Material provided Block Start

PR #13947, opened 2026-07-31
fix(backend): close MLflow nested runs at task-level instead of a single apiserver-side sweep

VaniHaripriya:

Moves MLflow nested-run cleanup from a single recursive apiserver-side sweep at run-end to a distributed model: each task now closes its own open direct children in `OnTaskEnd`, while the apiserver keeps a bounded recursive sweep only as a safety net for orphaned runs.

**Changes:**

- Add `CloseOpenChildRuns` to `backend/src/common/plugins/mlflow`, a shared,  single-level "find and force-close direct open children of a run"  primitive usable by both the apiserver and the v2 driver/launcher.
- v2 driver/launcher (`OnTaskEnd`): after closing its own MLflow run, a task now also closes any of its own open direct children via `CloseOpenChildRuns`.
- Apiserver (`syncNestedRuns`): split into `closeNestedRuns` (terminal mode, now a thin recursive safety net built on the shared helper) and  `reopenNestedRuns` (retry mode, unchanged retry-specific logic for reopening FAILED/KILLED runs).

**Checklist:**

### DIFF
--- a/backend/src/apiserver/plugins/mlflow/util.go
+++ b/backend/src/apiserver/plugins/mlflow/util.go
@@ -175,11 +175,11 @@ func FailedPluginOutput(experimentID, experimentName, runID, runURL, stateMessag
 	return buildPluginOutput(experimentID, experimentName, runID, runURL, apiv2beta1.PluginState_PLUGIN_FAILED, stateMessage)
 }
 
-// maxSearchPages caps SearchRuns pagination to prevent infinite loops.
-const maxSearchPages = 100
+// maxSearchPages caps SearchRuns pagination in reopenNestedRuns (retry path).
+const maxSearchPages = 10
 
 // maxNestingDepth caps recursive nested run traversal.
-const maxNestingDepth = 4
+const maxNestingDepth = 6
 
 func SyncParentAndNestedRuns(ctx context.Context, requestCtx *commonmlflow.RequestContext, parentRunID, experimentID string, mode apiserverPlugins.RunSyncMode, terminalStatus string, endTimeMs *int64) []string {
 	if requestCtx == nil || requestCtx.Client == nil {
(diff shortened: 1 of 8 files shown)


backend/src/common/plugins/mlflow/util.go
```diff
@@ -0,0 +1,91 @@
...
+			}
+			childRunID := run.Info.RunID
+			if childRunID == "" {
+				childRunID = run.Info.RunUUID
+			}
+			if childRunID == "" || childRunID == parentRunID || !IsOpenRunStatus(run.Info.Status) {
+				continue
+			}
+			if beforeClose != nil {
+				beforeClose(childRunID)
```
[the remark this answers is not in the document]
VaniHaripriya: Addressed this.

backend/src/common/plugins/mlflow/util.go
```diff
@@ -0,0 +1,100 @@
...
+				continue
+			}
+			childRunID := run.Info.RunID
+			if childRunID == "" {
+				childRunID = run.Info.RunUUID
+			}
+			if childRunID == "" || childRunID == parentRunID {
+				continue
+			}
+			if beforeClose != nil {
```
mprahl, line 78: Should this be after `if !IsOpenRunStatus(run.Info.Status) {`?

backend/src/common/plugins/mlflow/util.go
```diff
@@ -0,0 +1,100 @@
...
+		return false
+	default:
+		return true
+	}
+}
+
+// CloseOpenChildRuns closes open direct children of parentRunID. beforeClose
+// runs for every valid child (including terminal ones) to reach orphaned
+// descendants; UpdateRun is called only for still-open children.
+func CloseOpenChildRuns(ctx context.Context, client *Client, experimentID, parentRunID, targetStatus string, endTimeMs *int64, beforeClose func(childRunID string)) []string {
```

Material provided Block End

Bring together each line above where the string "after" turns up.

- v2 driver/launcher (`OnTaskEnd`): after closing its own MLflow run, a task now also closes any of its own open direct children via `CloseOpenChildRuns`.
mprahl, line 78: Should this be after `if !IsOpenRunStatus(run.Info.Status) {`?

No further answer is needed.